When OpenCode receives responses from the AI model, these responses are processed through a markdown renderer to display formatted content to the user. However, the renderer does not employ any HTML sanitization library such as DOMPurify to strip potentially malicious HTML tags and attributes. Furthermore, the web interface running on localhost:4096 operates without a Content Security Policy, which would otherwise serve as a defense-in-depth mechanism to prevent inline script execution even if malicious HTML were injected.

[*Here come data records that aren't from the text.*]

PR #2398, opened 2024-12-20
DMP-4386 Handle zero second audio on preview

jackmaloney:
https://tools.hmcts.net/jira/browse/DMP-4386

### Change description ###
On audio preview, if the audio start and end date is equal (or the start date is after the end date) then throw a 422 error. 

```
[ ] Yes
[ x] No
```

### DIFF
--- a/src/integrationTest/java/uk/gov/hmcts/darts/audio/service/AudioPreviewTest.java
+++ b/src/integrationTest/java/uk/gov/hmcts/darts/audio/service/AudioPreviewTest.java
@@ -18,7 +18,6 @@ import java.time.LocalDate;
 import static java.util.Objects.nonNull;
 import static org.assertj.core.api.Assertions.assertThat;
 import static uk.gov.hmcts.darts.audio.enums.AudioPreviewStatus.ENCODING;
-import static uk.gov.hmcts.darts.audio.enums.AudioPreviewStatus.FAILED;
 import static uk.gov.hmcts.darts.audio.enums.AudioPreviewStatus.READY;
 import static uk.gov.hmcts.darts.test.common.AwaitabilityUtil.waitForMax10SecondsWithOneSecondPoll;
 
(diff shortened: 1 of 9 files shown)


src/integrationTest/java/uk/gov/hmcts/darts/audio/service/AudioPreviewTest.java
```diff
@@ -75,17 +75,6 @@ void audioPreviewEventuallyBecomesReady() {
         });
     }
 
-    @Test
-    void audioPreviewEventuallyFailsWhenMediaDoesntExist() {
```
jackmaloney, line 79: Author note: This test was removed as it's not actually possible to hit this scenario. A previous change carried out in DMP-4304 checks media exists and if not throws an error. This was done in the controller layer, and therefore this service layer test was not picked up as part of that change. I've moved the validation to the service layer (AudioPreview) as believe controllers should be kept as skinny as possible and any real logic should not be in controllers. This caused this test to fail as this class now checks that media exists. As we have a test covering this scenario in the AudioControllerPreviewIntTest, this can be safely removed.

src/main/java/uk/gov/hmcts/darts/audio/service/impl/AudioPreviewServiceImpl.java
```diff
@@ -15,9 +16,15 @@
 public class AudioPreviewServiceImpl implements AudioPreviewService {
 
     private final CachingAudioPreviewEncoder cachingAudioPreviewEncoder;
+    private final MediaIdValidator mediaIdValidator;
 
     @Override
     public AudioPreview getOrCreateAudioPreview(Integer mediaId) {
+        // return 404 if the media is hidden
```
chrisbellingham-hmcts, line 23: Consider removing these comments are they are susceptible to becoming out of sync with the actual behaviour - if the underlying validator logic (or returned HTTP code) is ever changed there's a good chance the dev won't update these comments in step.

chrisbellingham-hmcts (approved):

davet1985 (approved):

hemantasharma1129 (approved):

The attack scenario involves manipulating the LLM's output to include malicious JavaScript payloads. This could be accomplished through prompt injection techniques, compromised model responses, or man-in-the-middle attacks on the communication between the client and the AI backend.
Root Cause
The root cause is the absence of input sanitization in the markdown rendering pipeline combined with missing Content Security Policy headers on the web interface. The application trusts LLM responses as safe content and renders them directly without validating or cleaning HTML elements. This trust assumption creates a dangerous pathway where any HTML or JavaScript embedded in model responses will be executed in the browser context.
Attack Vector
The attack vector is network-based and requires user interaction. An attacker must find a way to influence the LLM's response content, which could be achieved through several methods:
- Prompt Injection: Crafting inputs that cause the LLM to include malicious HTML/JavaScript in its response
- Model Compromise: If the AI model or its API endpoint is compromised, attackers can inject arbitrary content
- Network Interception: Man-in-the-middle attacks could modify LLM responses in transit if communications are not properly secured
Once malicious JavaScript executes on the localhost:4096 origin, the attacker gains access to any data and functionality available to that origin, including stored credentials, session tokens, and the ability to make authenticated requests on behalf of the user.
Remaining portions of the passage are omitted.